12. Data Processing and Visualization¶
This section is intended to explain procedures for carrying out common post-processing tasks with OpenMC. While several utilities of varying complexity are provided to help automate the process, the most powerful capabilities for post-processing derive from use of the Python API.
12.1. Working with State Points¶
Tally results are saved in both a text file (tallies.out) as well as an HDF5 statepoint file. While the tallies.out file may be fine for simple tallies, in many cases the user requires more information about the tally or the run, or has to deal with a large number of result values (e.g. for mesh tallies). In these cases, extracting data from the statepoint file via the Python API is the preferred method of data analysis and visualization.
12.1.1. Data Extraction¶
A great deal of information is available in statepoint files (See
State Point File Format), all of which is accessible through the Python
openmc.StatePoint class can load statepoints and access data
as requested; it is used in many of the provided plotting utilities, OpenMC’s
regression test suite, and can be used in user-created scripts to carry out
manipulations of the data.
An example IPython notebook demonstrates how to extract data from a statepoint using the Python API.
12.1.2. Plotting in 2D¶
The IPython notebook example also demonstrates how to plot a structured mesh tally in two dimensions using the Python API. One can also use the openmc-plot-mesh-tally script which provides an interactive GUI to explore and plot structured mesh tallies for any scores and filter bins.
12.1.3. Getting Data into MATLAB¶
There is currently no front-end utility to dump tally data to MATLAB files, but
the process is straightforward. First extract the data using the Python API via
openmc.statepoint and then use the Scipy MATLAB IO routines to save to a MAT
file. Note that all arrays that are accessible in a statepoint are already in
NumPy arrays that can be reshaped and dumped to MATLAB in one step.

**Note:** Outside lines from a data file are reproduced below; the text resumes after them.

PR #195, opened 2024-11-19
Update for public use.

jeanconn:
## Description

This PR:

- Removes references to text files no longer supported.
- Updates the text to explain what the agasc package is.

12.2. Particle Track Visualization¶
OpenMC can dump particle tracks—the position of particles as they are transported through the geometry. There are two ways to make OpenMC output tracks: all particle tracks through a command line argument or specific particle tracks through settings.xml.
Running openmc with the argument
--track will cause
a track file to be created for every particle transported in the code. Be
careful as this will produce as many files as there are source particles in your
simulation. To identify a specific particle for which a track should be created,
Settings.track attribute to a tuple containing the batch,
generation, and particle number of the desired particle. For example, to create
a track file for particle 4 of batch 1 and generation 2:
settings = openmc.Settings() settings.track = (1, 2, 4)

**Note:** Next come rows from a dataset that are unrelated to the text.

PR #199, opened 2025-06-25
Zero size error

javierggt:
## Description

This PR makes changes so that the following error found recently is properly reported:
```
Unexpected Error: zero-size array to reduction operation minimum which has no identity
```

The specific occurrence of this error is due to missing telemetry. I did not think this could happen, because this happens right after the output from `aca_l0.get_slot_data` is checked. I don't see how one can have slot data and no telemetry.

Actually, it can happen if there is telemetry but `fetch.MSIDset.filter_bad` removes everything, because the telemetry is filtered before checking. I re-ran the script and didn't reproduce the error, so I do not think it is due to filtering. I figure we at least want to label this error from now on.

This actual changes in this PR:
- raise an exception for no telemetry (after filtering)
- updated the "known" exceptions
   - removed messages that are never issued and included "No matching times between cheta and level0" (this message changed and it was never updated)
- fixed a bug where the OBSID was being wrongly reported (it was reporting the AGASC ID instead)

### Unit tests

- [ ] No unit tests
- [ ] Mac
- [ ] Linux
- [ ] Windows

- [ ] [PLATFORM]:

### Functional tests

No functional testing.

### DIFF
--- a/agasc/supplement/magnitudes/mag_estimate.py
+++ b/agasc/supplement/magnitudes/mag_estimate.py
@@ -373,6 +373,14 @@ def get_telemetry(obs):
             slot=obs["slot"],
         )
     times = msids[f"AOACMAG{slot}"].times
+    if len(times) == 0:
+        raise MagStatsException(
+            "No telemetry data",
+            agasc_id=obs["agasc_id"],
+            obsid=obs["obsid"],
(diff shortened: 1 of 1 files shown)


taldcroft (approved):
Looks fine.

To specify multiple particles, the length of the iterable should be a multiple of three, e.g., if we wanted particles 3 and 4 from batch 1 and generation 2:
settings.track = (1, 2, 3, 1, 2, 4)
After running OpenMC, the working directory will contain a file of the form “track_(batch #)_(generation #)_(particle #).h5” for each particle tracked. These track files can be converted into VTK poly data files with the openmc-track-to-vtk script.
12.3. Source Site Processing¶
For eigenvalue problems, OpenMC will store information on the fission source
sites in the statepoint file by default. For each source site, the weight,
position, sampled direction, and sampled energy are stored. To extract this data
from a statepoint file, the
openmc.statepoint module can be used. An
example IPython notebook demontrates how to
analyze and plot source information.